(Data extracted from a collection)
──────────────────────────────

PR #4043, opened 2024-03-11
chore: add Winter 25 API version, rebalance Karma tests

nolanlawson:
## Details

Adds API version 62 corresponding to Winter '25, and rebalances the Karma tests in CI so they run quicker overall.

This should be merged after CLCO.


packages/@lwc/shared/src/api-version.ts
```diff
@@ -12,19 +12,21 @@ export const enum APIVersion {
...
+    V62_252_WINTER_25 = 62,
 }
 
 // These must be updated when the enum is updated.
 // It's a bit annoying to do have to do this manually, but this makes the file tree-shakeable,
 // passing the `verify-treeshakeable.js` test.
 
 export const LOWEST_API_VERSION = APIVersion.V58_244_SUMMER_23;
-export const HIGHEST_API_VERSION = APIVersion.V61_250_SUMMER_24;
+export const HIGHEST_API_VERSION = APIVersion.V62_252_WINTER_25;
```
wjhsf, line 23:
```ts
export const LOWEST_API_VERSION = allVersions.at(0)!;
export const HIGHEST_API_VERSION = allVersions.at(-1)!;
```
This still passes the tree shakeable test, but means we don't need to update every time (assuming that `allVersions` is always correctly ordered).

.github/workflows/karma.yml
```diff
@@ -95,9 +95,45 @@ jobs:
...
+        working-directory: ./packages/@lwc/integration-karma
+    steps:
+      - name: Checkout repository
+        uses: actions/checkout@v3
+
+      - name: Setup Node
+        uses: actions/setup-node@v3
+        with:
+          node-version: "18.18.0"
+          cache: 'yarn'
```
wjhsf, line 125: Is having `"18.18.0"` three times enough to extract it to a variable for easier future updates? Also, mixing `"` and `'` 🥳

wjhsf (approved):

.github/workflows/karma.yml
nolanlawson: I looked into this previously, and there is no easy way to [share code](https://stackoverflow.com/a/71570780) in GitHub Actions without creating a separate repo. I can fix the mixed quotes though.

nolanlawson: Ah maybe I can extract out just the variable though? Let me try.

packages/@lwc/shared/src/api-version.ts
nolanlawson: Sadly we still support Safari v14, and [Array.prototype.at](https://developer.mozilla.org/en-US/docs/Web/JavaScript/Reference/Global_Objects/Array/at#browser_compatibility) is not supported there.

We could probably do this with `[length - 1]` and maybe a `PURE` comment though.

nolanlawson: Done: 9b5c4ef18

.github/workflows/karma.yml
nolanlawson: Done!

nolanlawson:
It's post-CLCO now.

PR #4044, opened 2024-03-11
feat: allow access to host CSSStyleDeclaration via this.style

### LINKED ISSUE #3999: Need access to the component's host CSSStyleDeclaration via this.style.

nolanlawson:
## Details

Same as #4017, but works around Sauce Labs CI issues by avoiding a forked PR.

The original author is @le-incroyable1-dev who is credited in the commit.

Fixes #3999 by adding support for `this.style` via API versioning (v62+, aka Winter '25+).

Yes, but this is added via API versioning.


le-incroyable1-dev:
Thanks for the credit and all the help 🫠

ekashida (approved):

nolanlawson:
Notes on breaking change: this can break if you are using a pattern like below, and explicitly _not_ using the (commented-out) class property:

```js
// style = 'bar'

renderedCallback() {
  if (!this.style) { // will now be pre-defined
    this.style = 'foo'
  }
}
```

Issue #3958, opened 2024-01-24
Retargeting algorithm for event target polyfill does not correctly account for native shadow roots


ekashida:
#### Steps to Reproduce

[Repro](https://stackblitz.com/edit/salesforce-lwc-98qb2h?file=src%2Fmain.js,src%2Fmodules%2Fx%2Fcounter%2Fcounter.html,src%2Fmodules%2Fx%2Fcounter%2Fcounter.js,src%2Fmodules%2Fx%2Fapp%2Fapp.html,src%2Fmodules%2Fx%2Fapp%2Fapp.js&title=LWC%20playground)

#### Expected Results

`event.target` should return `x-app`.

#### Actual Results

`event.target` returns `slot`.

### Browsers Affected

All

### Version

- LWC: 6.0.0

**Additional context/Screenshots**

Incorrect logic:
https://github.com/salesforce/lwc/blob/8e90e92880c4b64d1ecd9b0510a68937e146f225/packages/%40lwc/synthetic-shadow/src/3rdparty/polymer/retarget.ts#L35

ekashida:
I just spent some time looking at this and located the bug in the retargeting polyfill:
https://github.com/salesforce/lwc/blob/659780244a5d6af0ed9617eb29b5cc949157d42c/packages/%40lwc/synthetic-shadow/src/3rdparty/polymer/retarget.ts#L35

The way this polyfill works is that it uses both the composed path of the `currentTarget` and the composed path of the `target`, and bubbles up the composed path of the `target` until it finds an element whose associated root node also exists in the composed path of `currentTarget`.

The early return when an element's root node is a native shadow root makes no sense and is the reason why the retargeting returns the `slot`.

PR #4018, opened 2024-02-26
fix(synthetic-shadow): retargeting does not correctly account for native shadow roots

ekashida:
## Details

Fixes #3958

## Does this pull request introduce a breaking change?

Yes, but only as a bug fix for events dispatched on elements that were slotted into a native shadow.

## Does this pull request introduce an observable change?

Yes, but only as a bug fix for events dispatched on elements that were slotted into a native shadow.

## GUS work item

W-15120294

PR #4050, opened 2024-03-12
fix(synthetic-shadow): account for both non-shadowed targets and targets shadowed by native shadow roots

ekashida:
## Details

Fixes https://github.com/salesforce/lwc/issues/3958

Bringing back #4018 with the following consideration:

Account for the case where the event target is not shadowed, in addition to the case where the retargeting candidate is shadowed by a native shadow root.

Yes, but only as a bug fix for events dispatched on elements that were slotted into a native shadow.

## GUS work item

W-15120294

### DIFF
--- a/packages/@lwc/integration-karma/test/mixed-shadow-mode/retargeting/index.spec.js
+++ b/packages/@lwc/integration-karma/test/mixed-shadow-mode/retargeting/index.spec.js
@@ -19,11 +19,13 @@ function test(name, selector) {
 
 describe('should resolve to the outermost host element', () => {
     describe('when event dispatched on an element slotted into a native shadow root', () => {
-        test('lwc component native shadow', '.lwc-slotted-button');
+        test('lwc component native shadow', '.lwc-native-child-slotted-button');
+        test('lwc component synthetic shadow', '.lwc-synthetic-child-slotted-button');
         test('native web component', '.native-wc-slotted-button');
     });
     describe('when event dispatched on an element inside a native shadow root', () => {
         test('lwc component native shadow', 'x-native-child');
+        test('lwc component native shadow', 'x-synthetic-child');
         test('native web component', 'mixed-shadow-mode-retargeting');
     });
 });
--- a/packages/@lwc/integration-karma/test/mixed-shadow-mode/retargeting/index.spec.js
+++ b/packages/@lwc/integration-karma/test/mixed-shadow-mode/retargeting/index.spec.js
@@ -1,7 +1,7 @@
 import { createElement } from 'lwc';
 import SyntheticParent from 'x/syntheticParent';
 
-function test(name, selector) {
+function testSelector(name, selector) {
     it(name, () => {
         const elm = createElement('x-synthetic-parent', { is: SyntheticParent });
         document.body.appendChild(elm);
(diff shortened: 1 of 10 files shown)


packages/@lwc/synthetic-shadow/src/3rdparty/polymer/retarget.ts
```diff
@@ -28,11 +28,16 @@ export function retarget(refNode: EventTarget | null, path: EventTarget[]): Even
     for (let i = 0, ancestor, lastRoot, root: Window | Node, rootIdx; i < p$.length; i++) {
         ancestor = p$[i];
         root = ancestor instanceof Window ? ancestor : (ancestor as Node).getRootNode();
+        // Retarget to ancestor if ancestor is not shadowed
+        if (!isSyntheticOrNativeShadowRoot(root)) {
```
nolanlawson, line 32: This only occurs if the `root` is `document` right?

packages/@lwc/integration-karma/test/mixed-shadow-mode/retargeting/x/syntheticParent/syntheticParent.js
```diff
@@ -0,0 +1,19 @@
+import { LightningElement } from 'lwc';
+
+if (!customElements.get('mixed-shadow-mode-retargeting')) {
+    customElements.define(
+        'mixed-shadow-mode-retargeting',
+        class extends HTMLElement {
+            constructor() {
+                super();
+                this._shadowRoot = this.attachShadow({ mode: 'closed' });
+                this._shadowRoot.innerHTML = `<slot></slot><button></button>`;
```
nolanlawson, line 10: This `<button>` is never clicked right? What happens if it is clicked?

packages/@lwc/integration-karma/test/mixed-shadow-mode/retargeting/x/syntheticParent/syntheticParent.html
```diff
@@ -0,0 +1,9 @@
+<template>
+    <x-native-child>
+        <button class="lwc-slotted-button"></button>
+    </x-native-child>
```
nolanlawson, line 4: What happens for a synthetic child?

nolanlawson (approved):
Few questions, otherwise LGTM

packages/@lwc/synthetic-shadow/src/3rdparty/polymer/retarget.ts
ekashida: Correct.

packages/@lwc/integration-karma/test/mixed-shadow-mode/retargeting/x/syntheticParent/syntheticParent.html
ekashida: The existing `isSyntheticShadowRoot()` check accounts for a synthetic child, so I needed to add an additional check for native. I'll add a test for this for completeness.

packages/@lwc/integration-karma/test/mixed-shadow-mode/retargeting/x/syntheticParent/syntheticParent.js
ekashida: It is clicked via the public `click()` method a few lines below in the `when event dispatched on an element inside a native shadow root` test case. `syntheticParent.shadowRoot.querySelector('mixed-shadow-mode-retargeting').click()`.

packages/@lwc/integration-karma/test/mixed-shadow-mode/retargeting/index.spec.js
```diff
@@ -0,0 +1,31 @@
+import { createElement } from 'lwc';
+import SyntheticParent from 'x/syntheticParent';
+
+function test(name, selector) {
```
wjhsf, line 4:
```suggestion
function testSelector(name, selector) {
```
`test` is a jest global (alias for `it`); shadowing that name could cause confusion.

packages/@lwc/integration-karma/test/mixed-shadow-mode/retargeting/index.spec.js
```diff
@@ -0,0 +1,31 @@
...
+    it(name, () => {
+        const elm = createElement('x-synthetic-parent', { is: SyntheticParent });
+        document.body.appendChild(elm);
```
wjhsf, line 7: Should the element be removed after the test so that the document is clean?

wjhsf (approved):

packages/@lwc/integration-karma/test/mixed-shadow-mode/retargeting/index.spec.js
ekashida: This is automated for us [here](https://github.com/salesforce/lwc/blob/7e5db0911c07d5b9f2dacf547f0b0fee25ba849f/packages/%40lwc/integration-karma/helpers/test-setup.js#L25-L53)

PR #4051, opened 2024-03-12
chore: lint test fixtures @W-15228939

wjhsf:
## Details

I plan on adding a feature to enable using jest's `skip`/`only` in test fixtures executed by `testFixtureDir`. My implementation uses code comment directives (similar to `/* eslint-disable rule */`) to accomplish this. This feature is intended to be for local development only, and should not be included in committed code. To enforce that, I created a new eslint rule (similar to [jest/no-focused-tests](https://github.com/jest-community/eslint-plugin-jest/blob/v27.9.0/docs/rules/no-focused-tests.md)). However, that only works if we actually lint the fixtures! Hence, this PR.

## GUS work item

W-15228939

### DIFF
--- a/.eslintignore
+++ b/.eslintignore
@@ -2,7 +2,6 @@ node_modules/
 dist/
 lib/
 coverage/
-fixtures/
 public/
 __benchmarks_results__/
 playground/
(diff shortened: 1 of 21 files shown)


wjhsf:
Not merging #4052, so this is no longer needed.

PR #4052, opened 2024-03-12
feat: add ability to use skip/only with test fixtures @W-15228939

wjhsf:
## Details

Let's say you want to make a change to the template compiler and you need to update the [attribute-allow](https://github.com/salesforce/lwc/tree/09f7b4c6f5756b034129fd8e7e79a8878f7e672b/packages/%40lwc/template-compiler/src/__tests__/fixtures/attributes/attribute-allow) test fixture. You need to debug something, so you throw a breakpoint in the [test function](https://github.com/salesforce/lwc/blob/09f7b4c6f5756b034129fd8e7e79a8878f7e672b/packages/%40lwc/template-compiler/src/__tests__/fixtures.spec.ts#L22). Do you know how many times you need to click ▶️ Continue to get to that specific test? **461**! And this may be a controversial opinion, but I think that's a lot of clicking.

In regular jest tests, you can easily change `test(...)` to `test.only(...)` or `test.skip(...)`. You can't do that with tests that are run by the `testFixtureDir` helper. Until now! This PR introduces two new comment directives, `LWC test only` and `LWC test skip`. When detected in a comment at the start of a fixture file, the helper function uses `test.only` and `test.skip`, respectively.

As an example, when you add `<!-- LWC test only -->` to the start of [attribute-allow/actual.html](https://github.com/salesforce/lwc/blob/09f7b4c6f5756b034129fd8e7e79a8878f7e672b/packages/%40lwc/template-compiler/src/__tests__/fixtures/attributes/attribute-allow/actual.html), you no longer need to click through the debugger hundreds of times, because all the other tests in that test fixture directory are skipped.

```
Test Suites: 40 passed, 40 total
Tests:       461 skipped, 783 passed, 1244 total
Snapshots:   5 passed, 5 total
Time:        19.364 s
Ran all test suites in 15 projects.
```

One minor foot gun to be wary of is accidentally making a commit that uses these directives. However, we can avoid this for JavaScript files, at least, using a new eslint rule that I've created.

Screenshot of JS code using with a comment `// LWC test skip`. The comment is highlighted as an eslint error, and a popover showing the error states "Unexpected LWC test directive; remove before committing."

## GUS work item
W-15228939

### DIFF
--- a/.eslintignore
+++ b/.eslintignore
@@ -2,7 +2,6 @@ node_modules/
 dist/
 lib/
 coverage/
-fixtures/
 public/
 __benchmarks_results__/
 playground/
--- a/.eslintrc
+++ b/.eslintrc
@@ -185,6 +185,8 @@
 
     "overrides": [
         {
+            // The main tsconfig used for this repo excludes tests/scripts, so we must use a second
+            // tsconfig to enable typed linting of those files.
             "files": [
                 "**/__tests__/**",
                 "packages/@lwc/*/scripts/**",
@@ -230,6 +232,7 @@
             }
         },
         {
+            // Add jest-specific rules only to test files
             "files": ["**/__tests__/**", "**/__mocks__/**", "packages/@lwc/integration-karma/**"],
 
             "env": {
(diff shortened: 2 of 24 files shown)


wjhsf:
Replaced by an alternative approach in #4054.

PR #4053, opened 2024-03-12
chore: remove unused eslint rules @W-15228939

wjhsf:
## Details

While working on #4052, I noticed that we don't actually use these rules anywhere, so I reckon we can remove them.

## GUS work item

W-15228939


jye-sf (approved):

nolanlawson (approved):
It looks like `no-production-assert` just straight-up does not work. I tried adding

```js
assert.isTrue((2 + 2) === 4, "yolo");
```

... and `yarn lint` happily passed.

In any case, the horse is well and truly out of the barn, because I see we do this all over our codebase without any `process.env.NODE_ENV` checks.

As for `no-extend-global-constructor`, it looks like it's mostly designed for IE11, so I don't see the point of keeping it around. This is what we have cross-browser tests for.

PR #37, opened 2025-12-11
Fix SMB2 create problem on Linux/io_uring backends

benjarvis:
Add CHIMERA_VFS_OPEN_READ_ONLY flag, map NFS4 and SMB access attributes to it.   In SMB2 create, if client indicates it wants only to read attributes, specify CHIMERA_VFS_OPEN_PATH.  Add some more dump details to SMB2 create.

──────────────────────────────

→ **What you are asked to do**
Look through the preceding entries for the word "looks". Report how many lines hold it, and only that number.

→ **Task result**
2